Kannywood — northern Nigeria's Hausa-language film industry — is trying to expand beyond local markets while negotiating Sharia-based norms and state censorship. Filmmakers add English and Arabic subtitles and launch platforms such as Arewaflix to reach diasporas and regional viewers. However, piracy, the 2023 economic downturn and past platform failures like Northflix pose major monetization challenges.
Kannywood's Tightrope: Pushing Boundaries Between Censorship and Global Ambition

Long overshadowed by southern Nigeria's Nollywood, the northern film industry nicknamed "Kannywood" is quietly trying to expand its reach beyond national borders — even as it navigates religious conservatism, local censorship and economic pressures.
Background
Kannywood, centred on Kano State, reportedly produces as many as 200 films a month. With roughly 80 million Hausa speakers across West and Central Africa and a large Nigerian diaspora worldwide, the potential audience is substantial. Filmmakers hope better distribution and subtitling can turn local stories into regional and international hits.

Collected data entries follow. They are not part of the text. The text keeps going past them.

PR #3658, opened 2020-10-28
fix RenameCells bug

helenmiller16:
Hello! I came across a bug in RenameCells, for datasets that have gone through batch integration via the SCTransform route, per https://satijalab.org/seurat/v3.0/integration.html. 

It uses `cells_step1` to pull the relevant cells, but this will fail when SCTransform was run with ncells is less than the number of cells in that batch. 

I started writing up an issue but it seemed easier to just submit a PR since it is just one line of code. I'm happy to submit an issue or provide more info if needed. Thanks!

### DIFF
--- a/DESCRIPTION
+++ b/DESCRIPTION
@@ -1,6 +1,6 @@
 Package: Seurat
-Version: 3.2.2.9008
-Date: 2020-10-27
+Version: 3.2.2.9009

Censorship, Culture And Constraints
Kano — the region's cultural hub — enforces Sharia law alongside common law, and a state film censorship board reviews music and cinema. Certain themes and depictions remain strictly banned: "nudity, sexual scenes, and content that is contrary to customs, traditions, and religion," Abba El-Mustapha, the Kano State Film Censorship Board executive secretary, has said. Creatives therefore must balance artistic ambition with local social expectations and legal limits.
Streaming, Piracy And Economics
New streaming initiatives aim to broaden audiences. Arewaflix, founded by producer Abdurrahman Muhammad Amart, plans to host Hausa films and titles in other northern languages (including Nupe and Kanuri) with subtitles in English, French and Arabic. Earlier projects such as Northflix closed in 2023 after failing to scale.
Monetizing content is difficult in Nigeria: widespread poverty, a national economic downturn since 2023 and weak platform security leave films vulnerable to piracy. "When a film is accessible to a hundred people on a platform with poor security, it can quickly be pirated and circulated everywhere," El-Mustapha warned.
Creativity And Strategy On Set
Directors like Kamilu Ibrahim are experimenting with stories and distribution to reach wider audiences. Ibrahim has added English and Arabic subtitles and introduced themes "not commonly seen in Hausa films" to engage new viewers while remaining within cultural boundaries.
"We are not used to seeing someone going out in pursuit of a dream without family consent," Ibrahim said, emphasizing film's role in spotlighting social issues.
Actors such as Adam Garba hope series like Wata Shida — which explores forced marriage and a marriage-of-convenience plot — will eventually appear on major streaming platforms; for now it is available on YouTube.
Looking Ahead
Directors argue that stronger production values and storytelling can overcome language barriers — pointing to Bollywood's popularity among Nigerian audiences despite language differences. For now, Kannywood continues to do more with less: resourceful crews shoot in challenging conditions, adapting their content and platforms to reach diasporas and regional viewers without alienating local audiences.